Intro to Data Science > Worksheets > Advanced Plotting

Advanced Plotting

Overview
The Data
Problem Sets
Something like

Overview

Visualizing data is very important for understanding that data. All sorts of otherwise unknown patterns can slip by if we don’t take the time to look at our data. For example:

While the Datasaurus is fun, it is also a cautionary tale. Along the top of the plot there are various numerical representations of the data, all of which look completely normal! Such oddities can easily slip past us without proper visualization.

Visualization also serves another crucial purpose; to communicate our findings with other people. Dealing with and understanding data is an acquired skill, one you’re already more familiar with than the vast majority of people. Visualizations often allow you to quickly communicate your findings with people who are not as well acquainted with data.

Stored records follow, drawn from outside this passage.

PR #1708, opened 2018-01-20
Include odd year special elections in Election dropdown as even years

cptechiegal:
## Summary 
- Addresses Issue# 1644 https://github.com/18F/fec-cms/issues/1644
Handles odd year special elections by changing to even year

- fec-cms/fec/data/views.py 
The candidate() function was updated to include new code for creating a new election years list of only even years from the API's returned election-years list.
- fec-cms/fec/fec/data/templates/macros/cycle-select.jinja
This macro uses the election years list for displaying the election years in the Elections pulldown menu. 

## Screenshots
Test Case: House Candidate Karen Handel had special election in 2017
https://www.fec.gov//data/candidate/H8GA06286/

-Before screenshot
issue1644-odd year special elections-before

- After screenshot
issue1644-odd year special elections-after

## Related PRs
List related PRs against other branches: none

## Related Issues
Issue:2845 https://github.com/18F/openFEC/issues/2845 
- This PR1708 also resolves issue2845 with Time Periods 
____

### DIFF
--- a/fec/data/templates/macros/cycle-select.jinja
+++ b/fec/data/templates/macros/cycle-select.jinja
@@ -12,7 +12,12 @@
       >
     {% for each in cycles | sort(reverse=True) %}
       <option
+          {# If odd year election, increment to even election year #}
+          {% if each % 2 > 0  %}
+          value="{{ each + 1}}"
+          {% else %}
           value="{{ each }}"
+          {% endif %}
           {% if cycle and cycle <= each and cycle > (each - duration) %}selected{% endif %}
         >
         {% if range %}
--- a/fec/data/templates/macros/cycle-select.jinja
+++ b/fec/data/templates/macros/cycle-select.jinja
@@ -11,14 +11,10 @@
         data-duration="{{ duration }}"
       >
     {% for each in cycles | sort(reverse=True) %}
-      {# if each is odd year special election, change to even year #}
-      {% if (each % 2 > 0) %}   
-        {% set each = each+1 %}
-      {% endif %}
-      <option
+        <option
           value="{{ each }}"
           {% if cycle and cycle <= each and cycle > (each - duration) %}selected{% endif %}
-      >
+        >
         {% if range %}
           {{ each|fmt_year_range }}
         {% else %}
--- a/fec/data/templates/macros/cycle-select.jinja
+++ b/fec/data/templates/macros/cycle-select.jinja
@@ -9,7 +9,7 @@
         name="cycle"
         data-cycle-location="{{ location }}"
         data-duration="{{ duration }}"
-      >
+    >
     {% for each in cycles | sort(reverse=True) %}
         <option
           value="{{ each }}"
--- a/fec/data/templates/macros/cycle-select.jinja
+++ b/fec/data/templates/macros/cycle-select.jinja
@@ -11,15 +11,14 @@
         data-duration="{{ duration }}"
       >
     {% for each in cycles | sort(reverse=True) %}
+      {# if each is odd year special election, change to even year #}
+      {% if (each % 2 > 0) %}   
+        {% set each = each+1 %}
+      {% endif %}
       <option
-          {# If odd year election, increment to even election year #}
-          {% if each % 2 > 0  %}
-          value="{{ each + 1}}"
-          {% else %}
           value="{{ each }}"
-          {% endif %}
           {% if cycle and cycle <= each and cycle > (each - duration) %}selected{% endif %}
-        >
+      >
         {% if range %}
           {{ each|fmt_year_range }}
         {% else %}
--- a/fec/data/views.py
+++ b/fec/data/views.py
@@ -107,8 +107,8 @@ def candidate(request, candidate_id):
         cycle=cycle, cycle_key='two_year_period',
         election_full=election_full,
     )
-# cycle corresponds to the two-year period for which the committee has financial activity.
-# when selected election cycle is not in list of election years, get the next election cycle
+    # cycle corresponds to the two-year period for which the committee has financial activity.
+    # when selected election cycle is not in list of election years, get the next election cycle
     if election_full and cycle and cycle not in candidate['election_years']:
 
         next_cycle = next(
@@ -155,7 +155,7 @@ def candidate(request, candidate_id):
     #  for displaying elections for pulldown menu in Candidate pages
     even_election_years = list()  # empty list
     for year in candidate['election_years']:
-        print("year is {}".format(year))
+ #       print("year is {}".format(year))
         if year % 2 > 0 :
             even_election_years.append(year+1)  # make even year
         else:
--- a/fec/data/views.py
+++ b/fec/data/views.py
@@ -10,8 +10,6 @@ import datetime
 import github3
 import json
 import re
-# python debugger
-import pdb      
 
 from data import api_caller
 from data import constants
@@ -87,15 +85,11 @@ def advanced(request):
 
 
 def candidate(request, candidate_id):
-    pdb.set_trace()
     # grab url query string parameters
     cycle = request.GET.get('cycle', None)
-    print("cycle is:{}".format(cycle))
-    #print("election_years is:{}".format(election_years))
    
     election_full = request.GET.get('election_full', True)
-    print("election_full is:{}".format(election_full))
-
+ 
     if cycle is not None:
         cycle = int(cycle)
 
@@ -155,8 +149,7 @@ def candidate(request, candidate_id):
     #  for displaying elections for pulldown menu in Candidate pages
     even_election_years = list()  # empty list
     for year in candidate['election_years']:
- #       print("year is {}".format(year))
-        if year % 2 > 0 :
+         if year % 2 > 0 :
             even_election_years.append(year+1)  # make even year
         else:
             even_election_years.append(year)  # already even year
--- a/fec/data/views.py
+++ b/fec/data/views.py
@@ -147,8 +147,8 @@ def candidate(request, candidate_id):
 
      # Addresses issue#1644 - make any odd year special election an even year 
     #  for displaying elections for pulldown menu in Candidate pages
-    #  Using Set to ensure no duplicate years in list
-    even_election_years = { year + (year % 2) for year in candidate.get('election_years', []) }
+    #  Using Set to ensure no duplicate years in final list
+    even_election_years = list({ year + (year % 2) for year in candidate.get('election_years', []) })
 
     # In the case of when a presidential or senate candidate has filed
     # for a future year that's beyond the current cycle,
--- a/fec/data/views.py
+++ b/fec/data/views.py
@@ -149,7 +149,7 @@ def candidate(request, candidate_id):
     #  for displaying elections for pulldown menu in Candidate pages
     even_election_years = list()  # empty list
     for year in candidate['election_years']:
-         if year % 2 > 0 :
+        if year % 2 > 0 :
             even_election_years.append(year+1)  # make even year
         else:
             even_election_years.append(year)  # already even year
--- a/fec/data/views.py
+++ b/fec/data/views.py
@@ -145,15 +145,10 @@ def candidate(request, candidate_id):
         'candidateID': candidate['candidate_id']
     }
 
-    # Addresses issue#1644 - make any odd year special election even years 
+     # Addresses issue#1644 - make any odd year special election an even year 
     #  for displaying elections for pulldown menu in Candidate pages
-    even_election_years = list()  # empty list
-    for year in candidate['election_years']:
-        if year % 2 > 0 :
-            even_election_years.append(year+1)  # make even year
-        else:
-            even_election_years.append(year)  # already even year
-
+    #  Using Set to ensure no duplicate years in list
+    even_election_years = { year + (year % 2) for year in candidate.get('election_years', []) }
 
     # In the case of when a presidential or senate candidate has filed
     # for a future year that's beyond the current cycle,
--- a/fec/data/views.py
+++ b/fec/data/views.py
@@ -10,6 +10,8 @@ import datetime
 import github3
 import json
 import re
+# python debugger
+import pdb      
 
 from data import api_caller
 from data import constants
@@ -85,9 +87,14 @@ def advanced(request):
 
 
 def candidate(request, candidate_id):
+    pdb.set_trace()
     # grab url query string parameters
     cycle = request.GET.get('cycle', None)
+    print("cycle is:{}".format(cycle))
+    #print("election_years is:{}".format(election_years))
+   
     election_full = request.GET.get('election_full', True)
+    print("election_full is:{}".format(election_full))
 
     if cycle is not None:
         cycle = int(cycle)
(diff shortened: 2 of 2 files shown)


fec/data/templates/macros/cycle-select.jinja
```diff
@@ -11,10 +11,14 @@
         data-duration="{{ duration }}"
       >
     {% for each in cycles | sort(reverse=True) %}
+      {# if each is odd year special election, change to even year #}
+      {% if (each % 2 > 0) %}   
+        {% set each = each+1 %}
```
xtine: This seems to be pushing more logic into the template, I suggest to move this into the view instead.

cptechiegal:
Reviewed the web app view.py code for handling odd year special elections. 
Found existing code related to Issues https://github.com/18F/fec-cms/issues/1945 and 1612 
(1945 originally reported 404 errors similar to issue 1642)

fec/data/templates/macros/cycle-select.jinja
```diff
@@ -11,7 +11,7 @@
         data-duration="{{ duration }}"
       >
     {% for each in cycles | sort(reverse=True) %}
-      <option
+        <option
```
patphongs: fix option tag indent to line up

fec/data/views.py
```diff
@@ -143,6 +145,16 @@ def candidate(request, candidate_id):
         'candidateID': candidate['candidate_id']
     }
 
+    # Addresses issue#1644 - make any odd year special election even years 
+    #  for displaying elections for pulldown menu in Candidate pages
+    even_election_years = list()  # empty list
+    for year in candidate['election_years']:
+        if year % 2 > 0 :
```
patphongs: remove the space between the `0` and `:`

fec/data/views.py
```diff
@@ -143,6 +145,16 @@ def candidate(request, candidate_id):
...
+            even_election_years.append(year+1)  # make even year
+        else:
```
patphongs: I would suggest removing the `else` as it's not really needed. By default it will return the `election_year` that is already even anyways.

cptechiegal: Hi @pat 
The else is needed, otherwise the  even_election_years list won't contain the election years that are already even.

patphongs: @cptechiegal You're right! Completely missed that, thanks for looking into it

patphongs:
@pat sorry for accidentally pinging you in this PR, I'm the Pat that this is meant for :)

P.S. I like your username!

fec/data/views.py
lbeaufort: @patphongs @cptechiegal I believe a more "Pythonic" way of writing this would be: 
```
even_election_years = []
for year in candidate['election_years']:
    even_election_years.append(year + year % 2)
```
@ccostino  thoughts?

fec/data/views.py
```diff
@@ -143,6 +145,16 @@ def candidate(request, candidate_id):
         'candidateID': candidate['candidate_id']
     }
 
+    # Addresses issue#1644 - make any odd year special election even years 
+    #  for displaying elections for pulldown menu in Candidate pages
+    even_election_years = list()  # empty list
```
ccostino: When instantiating a variable to an empty data structure, I recommend using the literal syntax (and this goes for JavaScript as well).  In this case, you'd use `[]` for the empty list.  This is both for clarity and for reducing function calls to improve the performance of your code.

However, please see notes below as this is likely not even needed and could be improved further!

fec/data/views.py
ccostino: @lbeaufort that's a great start, and I think it can be taken even further with a [list comprehension](https://docs.python.org/3/tutorial/datastructures.html#list-comprehensions) and perhaps something else.  Let's explore this!

NOTE:  I recommend taking a look through that whole tutorial, especially for folks still getting their feet under them with the Python side of things. :-)

One thing though, before we dive into that:  In addition to the note I left above at the start of this block regarding instantiating data structures, I want to call out again about being careful when accessing dictionary keys directly (e.g., `candidate['election_years']`) as this can result in a `KeyError` being thrown (meaning the dictionary key is not found).  When dealing with information coming from requests in a web app, this can happen a fair amount so I'd recommend going the route of using the [`get()`](https://docs.python.org/3/library/stdtypes.html#dict.get) method and provided a default value so your code always runs as you expect.  In this case, since it's a list being expected in the processing, you could write this:

```python
candidate.get('election_years', [])
```

This way you are guaranteed to be processing a list, even if it's empty (which means the loop won't do anything).

All of that said, back to list comprehensions:  these are a cornerstone of Python and one of its greatest strengths and tools.  This entire block could be reduced to a single line of code with a list comprehension and leveraging the fact that the modulo operation in the equation `x + (x % 2)` (x being a numeric value, the election year in this case) will return either the year as is (if it is even) or the desired cycle year (the end year in the cycle) if it's odd.  Here's what I mean:

```python
# "cycles" is a common term and variable that we use for this kind of data throughout both applications
# because it denotes a collection (list) of years that meet a certain criteria:  that they are all even numbered and # two years apart.
cycles = [ cycle + (cycle % 2) for cycle in candidate.get('election_years', []) ]
```

Let's run through this with an example with real values.  Let's say that `candidate['election_years']` is a list that contains these years: `[2013, 2014, 2015, 2016, 2017, 2018]`.  If the code above were to process this list, it would return the following: `[2014, 2014, 2016, 2016, 2018, 2018]`.  Try it out in the Python interpreter (`python` in your command line) to see for yourself!  You can use this code:

```python
# Sample dictionary to mimic application code and provide example data
candidate = {'election_years': [2013, 2014, 2015, 2016, 2017, 2018]}

# List comprehension to mimic application code - running this will print out the result, which will be a list
[ cycle + (cycle % 2) for cycle in candidate.get('election_years', []) ]
```

In running this you'll notice one other thing, though, which is that the output has multiple values that are identical.  We probably don't want that, so we can leverage another Python data structure to give us just the unique values:  the [`set`](https://docs.python.org/3/tutorial/datastructures.html#sets).  If you take a look at that documentation, you'll also see that Python also has a set comprehension, which works just like a list comprehension.  Let's adjust the code a bit more to leverage this:

```python
# Same code as above except for the syntax to leverage a set comprehension instead of a list comprehension
cycles = { cycle + (cycle % 2) for cycle in candidate.get('election_years', []) }
```

With the example values from above, this could return the values in any order - sets are *unordered*.  For example, it could return a set that looks like this:  `{2016, 2018, 2014}` (the curly braces around a list of values is how Python represents sets - not to be confused with dictionaries, which are key/value pairs!).  This isn't quite what we want either, I'm assuming we need these values in order.  Furthermore, a `set` isn't the data structure we ultimately want, we still need a `list`.

This is where `list()` _does_ come in handy.  We can convert the `set` into a `list`, which can be sorted.  If we take our set comprehension just a couple of steps further by converting it to a list, we should end up with what we want.  Here's how this all looks together:

```python
# Calculate and process all of our cycle values - the even number years
cycles = list({ cycle + (cycle % 2) for cycle in candidate.get('election_years', []) })

# Sort the cycles to be in order - sort is performed in place, meaning that the list is modified directly!
cycles.sort()
```

To review what just happened, we converted the `set` back to a `list` so we have just the unique values in the format we need for the application, and then we sorted them with the [`sort()`](https://docs.python.org/3/library/stdtypes.html#list.sort) method that is found on `list` objects.  The `sort()` method accepts an optional `key` parameter to control how the sorting is performed and the order desired, but by default it'll sort a list of numeric values in ascending order, which is typically how we process this information throughout the API and CMS.

Again, the final result we're probably looking for here is this:

```python
cycles = list({ cycle + (cycle % 2) for cycle in candidate.get('election_years', []) })
cycles.sort()
```

There's an argument to be made for abstracting out the cycle calculation logic to its own method as well, e.g., this:

```python
def get_cycle(year):
    """
    Returns the cycle end year for a given election year.
    """
    
    return year + (year % 2)
```

Or, as a fun exercise, as a [`lambda`](https://docs.python.org/3/tutorial/controlflow.html#lambda-expressions) expression:

```python
get_cycle = lambda year: year + (year % 2)

# Example usage - just like a function!
cycle = get_cycle(2019)

# Returns 2020
```

And using that in the code instead, as we could leverage the method elsewhere, but perhaps an exercise for another time. :-)

I know this is a long walk through, but I wanted to make sure this was all explained clearly and introduce folks to a few concepts that help make the code more resilient, concise, and Pythonic!

fec/data/views.py
```diff
@@ -231,7 +243,7 @@ def candidate(request, candidate_id):
         'party_full': candidate['party_full'],
         'incumbent_challenge_full': candidate['incumbent_challenge_full'],
         'election_year': election_year,
-        'election_years': candidate['election_years'],
+        'election_years': even_election_years,
```
ccostino: If you use the example given above, you'll need to change this variable name as well to `cycles`.

fec/data/views.py
ccostino: I realized I may have taken this a bit too far in looking back on the original code and wanted to be sure I called that out.  If we do want to preserve all of the years we have to be processed but convert all of the odd number years to even numbers, then the first part of the solution is all that is needed, the original list comprehension:

```python
cycles = [ cycle + (cycle % 2) for cycle in candidate.get('election_years', []) ]
```

And if that's the case, we likely don't have to sort it either.  In any case, I hope this was all useful to folks!

patphongs: ❤️ Thank you both @ccostino @lbeaufort for helping to review the python code here. The detailed explanation is super helpful and avoiding potential errors is a big plus! 

The only thing I would change about this, however, is instead of using `cycles` as the variable name, we keep it as `even_election_years`. 

```even_election_years = {cycle + (cycle % 2) for cycle in candidate.get('election_years', [])}```

`cycles` is a variable currently used within the views.py and an attribute in the API and not really applicable for candidates. The important distinction I have noticed between `cycles` and `election_years` is that cycles only returns 2 year chunks (also equivalent to an `fec_election_year` attribute, confusing I know!). Cycles is ideal for committees since we always display their data in 2 year chunks. But `election_years` is more appropriate for candidates as it returns a list of the exact years that a candidate is running from the candidate's form 2. Given that Presidential and Senate candidates have 4 and 6 year intervals as their election years, we need it to key off election_years rather than cycles. 

On the UX side of things, I think there was a lot of confusion and discussion as to what to call these time intervals. What was eventually decided is that for a candidate, cycles would be equivalent to "time period" and and election_years would be equivalent to "election". This is a recent change on the front end that hasn't really been adapted in our code yet. Just given the nature of how we use these different semantics can be confusing, and honestly, I think it's still in flux.

screen shot 2018-01-31 at 9 45 23 pm

Comment (ccostino) [reply fec/data/views.py]: Ah, thank you @patphongs for explaining the distinction!  I had completely forgotten about that and you're right, that's a major difference in time frames. :-)

File: fec/data/views.py (hunk 6 above)
Comment (ccostino) [reply fec/data/views.py]: Disregard per @patphongs note above!

**Comment by cptechiegal** [comment]
Thanks @ccostino , @lbeaufort  and @patphongs  for the good feedback from your code reviews. 
I will apply the changes suggested later today.

**Comment by cptechiegal** [comment]
@pat and @carlo - I have completed the changes suggested as follows:

- fec-cms/fec/data/views.py
1) Refactored  / Changed the creation of the Even Elections list code to include a Set construct to ensure the resulting List of even election years has no duplicates
2) Also used a Comprehension construct to create the list instead of explicit For statement which is more compact and has faster execution- ref: https://stackoverflow.com/questions/16341775/what-is-the-advantage-of-a-list-comprehension-over-a-for-loop#16341841
3) I did not need to include a Sort statement on the list since there is a sort performed in the UI cycle-select component ( Jinja macro ) prior to displaying the list.

-fec-cms/fec/fec/data/templates/macros/cycle-select.jinja
1) The indentation was corrected for the <select> section
2) No indentation change was made to the <option> section since it was already correct

These changes are ready for review and merge.

**Comment by cptechiegal** [comment]
@patphongs there is a refactoring task here that maybe we should create as a separate ticket: Refactor candidate-cycle-select macro to improve readability and maintainability. 

Refactoring the code to call candidate-cycle-select macro for all 5 financial webpages would be an improvement to code readability and future code maintenance.  
Currently, the election-lookup search webpage is sharing the cycle-select macro with 3 of the 5 candidate financial webpages. The election-lookup search webpage displays 2 year cycle periods whereas the 3 financial webpages are displaying single election years using the same cycle-select macro.  
Meanwhile the other 2 of the 5 candidate financial webpages (i.e., raising and spending) are using the candidate-cycle select macro to display single Election years.
 
Proposal to refactor as follows:
1) Update the candidate-cycle-select macro to handle durations as is done in the cycle-select macro.  Then this candidate-cycle-select macro will be more able to handle all 5 of the candidate financial webpages.
2) Update the 3 templates for the 3 financial webpages to that currently use cycle-select macro to use the updated candidate-cycle-select.

This work is technical debt that existed prior to this PR and can be addressed separately to allow this PR to move forward into production and resolve the immediate issue - issue 1644.

File: fec/data/views.py [hunk 7]
```diff
@@ -143,6 +145,11 @@ def candidate(request, candidate_id):
         'candidateID': candidate['candidate_id']
     }
 
+     # Addresses issue#1644 - make any odd year special election an even year 
+    #  for displaying elections for pulldown menu in Candidate pages
+    #  Using Set to ensure no duplicate years in list
+    even_election_years = { year + (year % 2) for year in candidate.get('election_years', []) }
```
ccostino: This is good that we're able to use the `set` here, but does it still need to be a `list` when all is said and done?  It may not if this is working as expected (a `set` is an iterable object in Python, just like a `list`), but for the sake of clarity and consistency, I'm wondering if we should explicitly make this a `list` anyway, which would require just wrapping the whole set comprehension with a call to `list()`, like so:

```python
list({ year + (year % 2) for year in candidate.get('election_years', []) })
```

cptechiegal: Hello @ccostino I can make a further change to cast the set to list if you prefer
but I did verify by testing that this is working now as a set.

patphongs: @ccostino just doing some reading about python list vs set. So in this scenario, we are casting even_election_years as a set, and what you're suggesting is to turn the set into a list. If the purpose of a set is to ensure no duplicate years, then transforming that set into a list is to just being explicit that we want a list? I guess I'm still unsure as to why we need to transform it to a list?  Does that make the code more efficient or reduce errors in the return? Thanks for helping to review this, learning a lot about python!

ccostino: @cptechiegal and @patphongs yes, with this change, `even_election_years` is now a `set` instead of what it originally was with the previous code, which was a `list`.

As @cptechiegal pointed out with testing, I'm not surprised it worked, as both data types are known as [iterables](https://docs.python.org/3.5/glossary.html#term-iterable) in Python (here is [documentation on the `set` class](https://docs.python.org/3.5/library/stdtypes.html#set) specifically), meaning that they are objects that can return their members one at a time (fun fact:  strings (`str`) in Python are also iterable objects!).  My main concern is just that the previous code was working with a `list`, so I'd caution against changing the data type if only to avoid unintended consequences.

In this case it's likely not an issue, but seeing as how it's data ultimately being returned to the client side, which is expecting a simple and likely mutable data structure serving as a collection of values, being explicit about that will help in avoiding any future gotchas.  Hence my suggestion to convert the `set` back to a `list` as a part of the processing.  So to answer your questions specifically, @patphongs,  no, it won't make the code any more efficient, but yes, it could reduce errors/unintended side effects, especially if down the road we need to do some additional processing with the data before returning it to the client. :-)

Furthermore, if you do find that you need to sort things on the server side in the application code, you'll need it to be a `list`.

As I noted above, all this involves is wrapping the set comprehension with a call to `list()` to do the conversation!

cptechiegal: @ccostino this has been updated to  List() as requested.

Today we will be learning some more advanced plotting tools. While we will often rely on the 5 canonical plots we learned before, a lot can be done to spruce them up. We will primarily be using the ggplot2 package for this task. While it is very powerful, it takes more effort to make even a simple ggplot. That effort is often worth it however if the intent is to share your visualization.

I highly recommend you open up the ggplot2 cheatsheet while you work.

The Data

Load in the data for today by running the following:

nbi_hampshire = read.csv("https://raw.githubusercontent.com/Intro-to-Data-Science-Template/intro_to_data_science_reader/main/content/class_worksheets/12_adv_plot/data/nbi_hampshire.csv")

Today we will be using data from the 2022 National Bridge Inventory Dataset. Specifically, we will be looking at vehicle bridges in Hampshire county (where we are). We’re going to look at what kinds of variables might contribute to poor bridge conditions, where there are poor bridge conditions, and which entities are responsible for maintaining them. The data documentation for this dataset is quite thick, so I will provide you with a data dictionary for today.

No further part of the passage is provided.